Salt and fluid restriction helps elderly patients with chronic heart failure
Salt and fluid restriction is effective in patients with chronic heart failure.
Philipson H, Ekman I, Forslund HB et al.
Eur J Heart Fail. 2013 Jun 19. [Epub ahead of print]
BackgroundAs a non-pharmacological treatment of patients with chronic heart failure (CHF), guidelines recommend dietary salt and fluid restriction [1,2]. There is, however, limited convincing evidence supporting this recommendation . Some studies have shown an adverse outcome of salt and fluid restriction [4,5], while another showed a favourable effect . Salt and liquid restriction may interfere with eating behaviour and quality of life (QoL). Thus, more information is required on whether salt and fluid restriction improves functional ability without having negative impact on QoL.
A pilot study demonstrated that patients with moderate to severe CHF were able to reduce their sodium and fluid intake without negative consequences for thirst, appetite and QoL . To extend these findings, the authors now evaluated the effect of salt and fluid restriction on a composite endpoint consisting of NYHA class, hospitalisation, body weight, peripheral oedema, QoL, thirst and diuretics. In a 12-week prospective trial, 45 patients were randomised to either an individualised salt and fluid restriction and 45 were advised not to drink too much and to limit salt intake (mean age 75+8 years old).
- 51% of patients in the interventions and 16% in the control group showed improvement in the primary composite endpoint (P<0.001), which was mostly due to improved NYHA class and reduced oedema. The remaining 49% in the intervention group showed deterioration, as opposed to 84% in the control group.
- Significant reductions from baseline in urine volumes and urine sodium were seen in the intervention group, as opposed to the control group. Weight, thirst and QoL were not affected by the salt and fluid restrictions.
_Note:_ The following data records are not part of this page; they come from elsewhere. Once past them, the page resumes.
PR #8398, opened 2022-12-17
Null annotate AxContainer

JeremyKuhne:
Null annotate AxContainer and clean up some related AxHost/Control bits.

###### Microsoft Reviewers: [Open in CodeFlow](https://portal.fabricbot.ms/api/codeflow?pullrequest=https://github.com/dotnet/winforms/pull/8398)

### DIFF
--- a/src/System.Windows.Forms/src/System/Windows/Forms/AxHost.AxContainer.cs
+++ b/src/System.Windows.Forms/src/System/Windows/Forms/AxHost.AxContainer.cs
@@ -2,8 +2,6 @@
 // The .NET Foundation licenses this file to you under the MIT license.
 // See the LICENSE file in the project root for more information.
 
-#nullable disable
-
 using System.ComponentModel;
 using System.ComponentModel.Design;
 using System.Diagnostics;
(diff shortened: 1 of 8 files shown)


src/System.Windows.Forms/src/System/Windows/Forms/AxHost.AxContainer.cs
```diff
@@ -14,1287 +12,1228 @@
...
+
+                bool selected = dwWhich.HasFlag(GC_WCH.FSELECTED);
+                bool reverse = dwWhich.HasFlag(GC_WCH.FREVERSEDIR);
+
+                // Note that Visual Basic actually ignores the next/prev flags. We will not.
+                bool onlyNext = dwWhich.HasFlag(GC_WCH.FONLYNEXT);
+                bool onlyPrevious = dwWhich.HasFlag(GC_WCH.FONLYPREV);
+
+                dwWhich &= ~(GC_WCH.FSELECTED | GC_WCH.FREVERSEDIR | GC_WCH.FONLYNEXT | GC_WCH.FONLYPREV);
+                if (onlyNext && onlyPrevious)
```
Tanya-Solyanik, line 214: This test can be moved up, right after these variables are set.

src/System.Windows.Forms/src/System/Windows/Forms/AxHost.AxContainer.cs
```diff
@@ -14,1287 +12,1228 @@
...
-                    // Note that visual basic actually ignores the next/prev flags... we will not
-                    bool onlyNext = (dwWhich & GC_WCH.FONLYNEXT) != 0;
-                    bool onlyPrev = (dwWhich & GC_WCH.FONLYPREV) != 0;
-                    dwWhich &= ~(GC_WCH.FSELECTED | GC_WCH.FREVERSEDIR |
-                                          GC_WCH.FONLYNEXT | GC_WCH.FONLYPREV);
-                    if (onlyNext && onlyPrev)
-                    {
-                        Debug.Fail("onlyNext && onlyPrev are both set!");
+                    default:
+                        Debug.Fail("Bad GC_WCH");
```
Tanya-Solyanik, line 232: Why not add this validation to line 220? Or at least move it to validation "section" explicitly.

src/System.Windows.Forms/src/System/Windows/Forms/AxHost.AxContainer.cs
```diff
@@ -14,1287 +12,1228 @@
...
+            }
+        }
 
-                if (ctl is AxHost hostctl && (dwOleContF & OLECONTF.EMBEDDINGS) != 0)
-                {
-                    list.Add(hostctl.GetOcx());
-                }
-                else if ((dwOleContF & OLECONTF.OTHERS) != 0)
+        [MemberNotNull(nameof(_components))]
+        private void FillComponentsTable(IContainer? container)
```
Tanya-Solyanik, line 349: This method can be renamed to match the field type (PopulateControlSet), or to reflect business logic. Note that this method is referred to on line 366, update both places if you take this suggestion.

src/System.Windows.Forms/src/System/Windows/Forms/AxHost.AxContainer.cs
```diff
@@ -14,1287 +12,1228 @@
...
+            return _components!;
+        }
 
-            private bool GetControlBelongs(Control ctl)
-            {
-                HashSet<Control> comps = GetComponents();
-                return comps.Contains(ctl);
-            }
+        private IContainer? GetParentIsDesigned()
+            => _parent.Site is { } site && site.DesignMode ? site.Container : null;
```
Tanya-Solyanik, line 416: We could move to the new recursive version of `DesignMode` property.

src/System.Windows.Forms/src/System/Windows/Forms/AxHost.AxContainer.cs
```diff
@@ -14,1287 +12,1228 @@
...
+                foreach (Control child in control.Controls)
                 {
-                    GetAllChildren(c);
+                    GetAllChildren(child);
                 }
             }
+        }
 
-            private HashSet<Control> GetComponents()
+        private HashSet<Control> GetComponents()
```
Tanya-Solyanik, line 403: Should this method be renamed to `GetControls`?

src/System.Windows.Forms/src/System/Windows/Forms/AxHost.AxContainer.cs
```diff
@@ -14,1287 +12,1228 @@
...
+            s_axHTraceSwitch.TraceVerbose("in IOleInPlaceFrame.TranslateAccelerator");
+            return HRESULT.S_FALSE;
+        }
 
-            HRESULT IOleInPlaceFrame.SetMenu(IntPtr hmenuShared, IntPtr holemenu, IntPtr hwndActiveObject)
-            {
-                s_axHTraceSwitch.TraceVerbose("in SetMenu");
-                return HRESULT.E_NOTIMPL;
-            }
+        private class ExtenderProxy :
```
Tanya-Solyanik, line 799: Please more to a new file.

Tanya-Solyanik (dismissed):
Looks good, I added some suggestions.

src/System.Windows.Forms/src/System/Windows/Forms/AxHost.AxContainer.cs
```diff
@@ -14,1287 +12,1228 @@
...
+                        _associatedContainer = site.Container;
+                        if (site.TryGetService(out IComponentChangeService? changeService))
                         {
-                            _associatedContainer = site.Container;
-                            IComponentChangeService ccs = (IComponentChangeService)site.GetService(typeof(IComponentChangeService));
-                            if (ccs is not null)
-                            {
-                                ccs.ComponentRemoved += new ComponentEventHandler(OnComponentRemoved);
-                            }
+                            changeService.ComponentRemoved += OnComponentRemoved;
```
lonitra, line 170: Should there be a null check for `changeService`?

src/System.Windows.Forms/src/System/Windows/Forms/AxHost.AxContainer.cs
```diff
@@ -14,1287 +12,1228 @@
...
+            {
+                get
                 {
-                    get
-                    {
-                        s_axHTraceSwitch.TraceVerbose("In UnderlyingSystemType");
-                        return null;
-                    }
+                    s_axHTraceSwitch.TraceVerbose("In UnderlyingSystemType");
+                    return null!;
```
lonitra, line 1236: Why don't we want to change return type to `Type?` here?

src/System.Windows.Forms/src/System/Windows/Forms/AxHost.cs
```diff
@@ -2102,55 +2094,42 @@ public ContainerControl ContainingControl
...
         {
-            bool ret = false;
             try
             {
-                ret = (Text.Length != 0);
+                return Text.Length != 0;
             }
             catch (COMException)
             {
             }
```
lonitra, line 2103: Why does this need to be in a try-catch?

JeremyKuhne: Because `Length` is virtual. I'd rather not have this here, but it is technically possible someone calls an OCX property in an override.

src/System.Windows.Forms/src/System/Windows/Forms/AxHost.AxContainer.cs
JeremyKuhne: Explicitly didn't in this change to have a diff.

src/System.Windows.Forms/src/System/Windows/Forms/AxHost.AxContainer.cs
Tanya-Solyanik: IReflect belongs to System.Runtime

src/System.Windows.Forms/src/System/Windows/Forms/AxHost.AxContainer.cs
JeremyKuhne: No, `TryGetService` does that and establishes that it isn't null if it returns true. The out has to be nullable for the false case.

src/System.Windows.Forms/src/System/Windows/Forms/AxHost.AxContainer.cs
JeremyKuhne: Because I was trying to limit the logic changes to things that de-nested. This change is pretty big- and not likely to be the last. An additional pass will be easier to follow.

src/System.Windows.Forms/src/System/Windows/Forms/AxHost.AxContainer.cs
JeremyKuhne: Would be a good follow up

JeremyKuhne:
I'll do a follow up to pull the nested class out.

Tanya-Solyanik (approved):

PR #8400, opened 2022-12-18
Refactor `TabOrder` to enable Nullability and replace `ArrayList`/`HashTable`

elachlan:
There are several places where I had to do some unusual null checks where I think the code previously just assumed the they were not null. Such as any of the collections (`tabComplete`, ect), or `Control.Parent`.

Related: #8342, #8143, #8140

###### Microsoft Reviewers: [Open in CodeFlow](https://portal.fabricbot.ms/api/codeflow?pullrequest=https://github.com/dotnet/winforms/pull/8400)

### DIFF
--- a/src/System.Windows.Forms.Design/src/System/Windows/Forms/Design/TabOrder.cs
+++ b/src/System.Windows.Forms.Design/src/System/Windows/Forms/Design/TabOrder.cs
@@ -758,21 +758,13 @@ namespace System.Windows.Forms.Design
         {
             if (ctlHover != ctl)
             {
-                if (ctlHover is not null)
-                {
-                    if (region is not null)
-                    {
-                        region.Dispose();
-                        region = null;
-                    }
-
-                    Rectangle rc = GetConvertedBounds(ctlHover);
-                    rc.Inflate(selSize, selSize);
-                    Invalidate(rc);
-                }
-
+                InvalidateHoverRegion();
                 ctlHover = ctl;
+                InvalidateHoverRegion();
+            }
 
+            void InvalidateHoverRegion()
+            {
                 if (ctlHover is not null)
                 {
                     if (region is not null)
--- a/src/System.Windows.Forms.Design/src/System/Windows/Forms/Design/TabOrder.cs
+++ b/src/System.Windows.Forms.Design/src/System/Windows/Forms/Design/TabOrder.cs
@@ -2,8 +2,6 @@
 // The .NET Foundation licenses this file to you under the MIT license.
 // See the LICENSE file in the project root for more information.
 
-#nullable disable
-
 using System.Collections;
 using System.ComponentModel;
 using System.ComponentModel.Design;
@@ -22,19 +20,19 @@ namespace System.Windows.Forms.Design
     [ToolboxItem(false)]
     internal class TabOrder : Control, IMouseHandler, IMenuStatusHandler
     {
-        private IDesignerHost host;
-        private Control ctlHover;
-        private ArrayList tabControls;
-        private Rectangle[] tabGlyphs;
-        private ArrayList tabComplete;
-        private Hashtable tabNext;
+        private IDesignerHost? host;
+        private Control? ctlHover;
+        private List<Control>? tabControls;
+        private Rectangle[]? tabGlyphs;
+        private HashSet<Control>? tabComplete;
+        private Dictionary<Control, int>? tabNext;
         private readonly Font tabFont;
         private readonly StringBuilder drawString;
         private readonly Brush highlightTextBrush;
         private readonly Pen highlightPen;
         private readonly int selSize;
-        private readonly Hashtable tabProperties;
-        private Region region;
+        private readonly Dictionary<Control, PropertyDescriptor> tabProperties;
+        private Region? region;
         private readonly MenuCommand[] commands;
         private readonly MenuCommand[] newCommands;
         private readonly string decimalSep;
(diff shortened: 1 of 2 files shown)


src/System.Windows.Forms.Design/src/System/Windows/Forms/Design/TabOrder.cs
```diff
@@ -22,19 +20,19 @@ namespace System.Windows.Forms.Design
     [ToolboxItem(false)]
     internal class TabOrder : Control, IMouseHandler, IMenuStatusHandler
     {
-        private IDesignerHost host;
```
elachlan, line 25: `host` was made nullable because of the `Dispose`, do I assign `null!` to `host` there instead?

src/System.Windows.Forms.Design/src/System/Windows/Forms/Design/TabOrder.cs
```diff
@@ -294,18 +265,19 @@ private void DrawTabs(IList tabs, Graphics gr, bool fRegion)
...
                 Color textColor;
                 if (fRegion)
                 {
-                    region.Union(rc);
+                    region?.Union(rc);
                 }
                 else
                 {
-                    if (tabComplete.IndexOf(ctl) != -1)
+                    if (tabComplete is not null && !tabComplete.Contains(ctl))
```
halgab, line 280: I think you reversed the condition here
```suggestion
                    if (tabComplete is not null && tabComplete.Contains(ctl))
```

elachlan: Good Catch!

src/System.Windows.Forms.Design/src/System/Windows/Forms/Design/TabOrder.cs
```diff
@@ -245,31 +211,36 @@ private void DrawTabs(IList tabs, Graphics gr, bool fRegion)
...
-
-                    Region clip = gr.Clip;
-                    gr.ExcludeClip(ctlInner);
-                    using (SolidBrush brush = new SolidBrush(backColor))
+                    if (ctlHover.Parent is Control hoverParent)
                     {
-                        gr.FillRectangle(brush, ctlOuter);
-                    }
+                        Color backColor;
+                        backColor = hoverParent.BackColor;
```
lonitra, line 217:
```suggestion
                        Color backColor = hoverParent.BackColor;
```

src/System.Windows.Forms.Design/src/System/Windows/Forms/Design/TabOrder.cs
```diff
@@ -245,31 +211,36 @@ private void DrawTabs(IList tabs, Graphics gr, bool fRegion)
...
+                        Region clip = gr.Clip;
+                        gr.ExcludeClip(ctlInner);
+                        using (SolidBrush brush = new SolidBrush(backColor))
+                        {
+                            gr.FillRectangle(brush, ctlOuter);
+                        }
 
-                    ControlPaint.DrawSelectionFrame(gr, false, ctlOuter, ctlInner, backColor);
-                    gr.Clip = clip;
+                        ControlPaint.DrawSelectionFrame(gr, false, ctlOuter, ctlInner, backColor);
```
lonitra, line 226: nit: param name

src/System.Windows.Forms.Design/src/System/Windows/Forms/Design/TabOrder.cs
```diff
@@ -245,31 +211,36 @@ private void DrawTabs(IList tabs, Graphics gr, bool fRegion)
...
+                        gr.Clip = clip;
+                    }
                 }
             }
 
+            int iCtl = 0;
+            string str;
             Rectangle rc;
-            while (e.MoveNext())
+            Control? parent;
```
lonitra, line 235: Could these be moved and assigned where appropriate inside the loop? I don't see it being used anywhere else.

src/System.Windows.Forms.Design/src/System/Windows/Forms/Design/TabOrder.cs
```diff
@@ -329,9 +301,10 @@ private void DrawTabs(IList tabs, Graphics gr, bool fRegion)
 
             if (fRegion)
             {
-                ctl = (Control)host.RootComponent;
-                rc = GetConvertedBounds(ctl);
-                region.Intersect(rc);
+                Debug.Assert(host is not null, "host is set in the contructor should not be null");
+                Control rootControl = (Control)host.RootComponent;
+                rc = GetConvertedBounds(rootControl);
+                region?.Intersect(rc);
```
lonitra, line 307: This can be changed to the following to accomodate for my above comment about moving those variables inside the loop
```suggestion
                region?.Intersect(GetConvertedBounds(rootControl));
```

src/System.Windows.Forms.Design/src/System/Windows/Forms/Design/TabOrder.cs
```diff
@@ -22,19 +20,19 @@ namespace System.Windows.Forms.Design
...
         private readonly Brush highlightTextBrush;
         private readonly Pen highlightPen;
         private readonly int selSize;
-        private readonly Hashtable tabProperties;
-        private Region region;
+        private readonly Dictionary<Control, PropertyDescriptor> tabProperties;
+        private Region? region;
         private readonly MenuCommand[] commands;
         private readonly MenuCommand[] newCommands;
         private readonly string decimalSep;
```
lonitra, line 38: Let's rename these fields to use appropriate naming style for fields e.g. `_host`,`_region`,etc. Preferrably in separate commit for reviewability.

src/System.Windows.Forms.Design/src/System/Windows/Forms/Design/TabOrder.cs
```diff
@@ -245,31 +211,36 @@ private void DrawTabs(IList tabs, Graphics gr, bool fRegion)
...
+                    }
                 }
             }
 
+            int iCtl = 0;
+            string str;
             Rectangle rc;
-            while (e.MoveNext())
+            Control? parent;
+            foreach (Control ctl in tabs)
```
lonitra, line 236: nit: we are avoiding using abbreviated names.
```suggestion
            foreach (Control control in tabs)
```

src/System.Windows.Forms.Design/src/System/Windows/Forms/Design/TabOrder.cs
```diff
@@ -245,31 +211,36 @@ private void DrawTabs(IList tabs, Graphics gr, bool fRegion)
...
             {
-                ctl = (Control)e.Current;
                 rc = GetConvertedBounds(ctl);
```
lonitra, line 238:
```suggestion
                Rectangle convertedRectangle = GetConvertedBounds(ctl);
```

src/System.Windows.Forms.Design/src/System/Windows/Forms/Design/TabOrder.cs
```diff
@@ -340,29 +313,30 @@ private void DrawTabs(IList tabs, Graphics gr, bool fRegion)
         ///  returns a control in the given tab vector that is at the given point, in
         ///  screen coords.
         /// </summary>
-        private Control GetControlAtPoint(IList tabs, int x, int y)
+        private Control? GetControlAtPoint(List<Control> tabs, int x, int y)
         {
             IEnumerator e = tabs.GetEnumerator();
```
lonitra, line 318: I don't think this is being used anymore, we can remove this

src/System.Windows.Forms.Design/src/System/Windows/Forms/Design/TabOrder.cs
```diff
@@ -340,29 +313,30 @@ private void DrawTabs(IList tabs, Graphics gr, bool fRegion)
...
+                // We do not break if we find it here. The vector is already setup
                 // to have all controls in the current tabbing order, and child controls
-                // are always after their parents.  If we broke, we wouldn't necessarily
+                // are always after their parents. If we broke, we wouldn't necessarily
                 // find the appropriate child.
-                //
                 if (rc.Contains(x, y))
                 {
-                    ctlFound = ctl;
+                    ctlFound = control;
```
lonitra, line 339: Hm, I'm having a hard time seeing why we are continuing this loop once the control has been found. Perhaps we should return once it has been found.

lonitra (commented):
👍 mostly nits

src/System.Windows.Forms.Design/src/System/Windows/Forms/Design/TabOrder.cs
lonitra: If `host` is not null at any other point aside from `Dispose`, we can just make `host` not nullable and assign `null!` during disposal.

src/System.Windows.Forms.Design/src/System/Windows/Forms/Design/TabOrder.cs
elachlan: The comment above explains it. I figure since someone went to the effort to explain that it was on purpose, then there is probably something not obvious happening.

src/System.Windows.Forms.Design/src/System/Windows/Forms/Design/TabOrder.cs
elachlan: Its used in `OnMouseMove`.

lonitra: Am i missing something here? I don't see an `OnMouseMove` call in this method or this enumerator being utilized in this method.

elachlan: ohh I see, sorry. I thought you meant `GetControlAtPoint` wasn't used.

lonitra (approved):
👍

- 21 patients of intervention group said during a telephone interview 10-12 months after their last visit that they had modified their diet during the study period, and about half of them said that they had maintained this dietary pattern. 4 out of 13 interviewed patients of the control group said that they had made major dietary changes after the study period.
ConclusionThis study provides evidence for the recommendation to restrict salt and fluid, in patients with CHF.
A personalised approach to optimise nutrition counselling contributed to adherence to the new diet without negative impact on QoL. Thus, individualised salt and fluid restrictions were associated with improvement in a combined endpoint comprising hospitalisations, NYHA class, QoL, thirst and clinical parameters of fluid retention in elderly patients with CHF.